Recognize that the function is unbounded below

Suppose we have the following optimization problem:

$$\min_{x_1, x_2} x_1+x_2+x_1x_2$$ s.t. $$x_1^2+x_2^2 = 1$$

The assignment is to solve this with the concept of duality.
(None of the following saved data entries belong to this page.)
Issue #3121, opened 2024-10-07
Add section in user management that shows page rights given to that person


osmers:
### Motivation
When using the observer role in combination with the page specific rights, I cannot see which pages I assigned to the user unless I check every page manually.

### Proposed Solution
Add a section to the user form that lists the pages the person has been granted access to. 

### Alternatives
None?

### User Story
As an admin user of the CMS I want to be able to see which pages I assigned to a specific user to be able to quickly review whether everything is ok or pages need to be added/removed. 

### Additional Context
![image](https://github.com/user-attachments/assets/33944ef5-a90a-44ee-a0a6-b7025720c8d5)

### Design Requirements
Similar to how pages are shown for each organisation.

PR #3465, opened 2025-02-25
Show which pages an observer has access to

JoeyStk:
### Short description

This PR adds a table to the user form to show all pages to which an observer has access to - either as an author or as an editor.

### Proposed changes

- Add table of pages an observer has access to

### Side effects

- I think none?

### Resolved issues

Fixes: #3121

### DIFF
--- a/integreat_cms/cms/views/utils/user.py
+++ b/integreat_cms/cms/views/utils/user.py
@@ -1,0 +1,31 @@
+from django.db.models import Q
+from django.utils.translation import gettext_lazy as _
+
+from integreat_cms.cms.models.users.user import User
+
+from ...models import Page
+
+
+def get_pages_observer_has_access_to(user: User) -> list:
+    """
+    This function checks which pages a user of a region has access to.
+
+    :param user: The user for which the access rights are checked
+    """
+    pages_user_has_access_to = (
+        Page.objects.prefetch_related("authors", "editors")
+        .filter(Q(authors=user) | Q(editors=user))
+        .distinct()
+    )
+
+    access_data = []
+    for page in pages_user_has_access_to:
+        roles = []
+        if user in page.authors.all():
+            roles.append(_("Author"))
+        if user in page.editors.all():
+            roles.append(_("Editor"))
+        access_data.append(
+            {"page": page, "roles": ", ".join(str(role) for role in roles)}
+        )
+    return access_data
--- a/integreat_cms/locale/de/LC_MESSAGES/django.po
+++ b/integreat_cms/locale/de/LC_MESSAGES/django.po
@@ -47,6 +47,7 @@ msgstr "Landkreis"
 #: cms/templates/feedback/admin_feedback_list_archived.html
 #: cms/templates/languages/region_list_section/region_list.html
 #: cms/templates/region_condition/region_condition.html
+#: cms/templates/users/_pages_with_observer_access.html
 #: cms/templates/users/user_list.html
 #: cms/views/region_condition/region_condition_actions.py
 msgid "Region"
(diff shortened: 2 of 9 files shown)


MizukiTemma:
It looks good in the initial check.

@hauf-toni @laravoelk 
Should this change only be implemented in the user section of network management, or also in the regions? 
As users with role "management" can see the details of users belonging to their region and grant page-specific access to observer users, this table is probably helpful for them to keep an overview.

laravoelk:
I think it would be helpful to show it in the regions as well.

JoeyStk:
@MizukiTemma This PR is ready for review again :)

MizukiTemma (approved):
Looks good 😸 Thank you!

Please add a release note ✏️

integreat_cms/cms/views/utils/user.py
```diff
@@ -0,0 +1,27 @@
...
+from ...models import Page
+
+
+def get_pages_observer_has_access_to(user: User) -> list:
+    """
+    This function checks which pages an user of a region has access to.
+
+    :param user: The user for which the access rights are checked
+    """
+    pages_user_has_access_to = Page.objects.filter(Q(authors=user) | Q(editors=user))
```
PeterNerlich, line 15:
```suggestion
    pages_user_has_access_to = Page.objects.prefetch_related('authors', 'editors').filter(Q(authors=user) | Q(editors=user))
```
I'm frustrated to learn that there seems to be no good way to annotate whether the user is in the `authors` relation and the same for `editors`, but at least we can prefetch those so that we only have one query total for the function

integreat_cms/locale/de/LC_MESSAGES/django.po
```diff
@@ -4985,10 +4988,13 @@ msgstr "Medienbibliothek..."
...
-"Currently, the mobile phone number is not displayed in the Integreat App. You "
-"can find more information in the"
+"Currently, the mobile phone number is not displayed in the Integreat App. "
+"You can find more information in the"
 msgstr ""
-"Aktuell wird die Mobiltelefonnummer nicht in der Integreat App angezeigt. Mehr "
+"Aktuell wird die Mobiltelefonnummer nicht in der Integreat App angezeigt. "
+"Mehr Informationen finden Sie imAktuell wird Mobiltelefonnummer nicht in der "
+"Integreat App angezeigt. Mehr Informationen finden Sie imAktuell werden "
+"Kontakte mit Zuständigkeitsbereich nicht im Ort angezeigt. Mehr "
```
PeterNerlich, line 4997: This seems like accidental pastes or a botched merge
```suggestion
"Mehr Informationen finden Sie im"
```

integreat_cms/cms/views/utils/user.py
JoeyStk: Good call!

JoeyStk:
Thank you for your feedback. Somehow I seem to run into an issue now (s. screenshot). I need to investigate this further :)
grafik

PeterNerlich:
> Somehow I seem to run into an issue now

This doesn't occur for me when I run it locally *(and apply #3502 on top to be able to at all start it)*

JoeyStk:
I noticed a bug: When assigning more than one observer, then you get the screenshot from above and that's not how it's supposed to be

JoeyStk:
> I noticed a bug: When assigning more than one observer, then you get the screenshot from above and that's not how it's supposed to be

This could be fixed by adding distinct() to the SQL query. @PeterNerlich could you please take another look at this PR? :)

juliankehne:
@JoeyStk Could this be related? https://github.com/digitalfabrik/integreat-cms/issues/3526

So when I write out the dual function

$$ \min_{x_1, x_2} x_1+x_2+x_1x_2+\lambda(x_1^2+x_2^2-1)$$, I can get the derivative wrt $x_1=x_2=x$ and then substitute to get the dual function as:

$$D(\lambda) = -1-3\lambda-\lambda^2$$

maximizing this over $\lambda$, I get $\lambda = -\frac{3}{2}$ as the solution to the dual problem.

But when I check this, it says that the dual function is unbounded below when $\lambda$ is less than $\frac{1}{2}$.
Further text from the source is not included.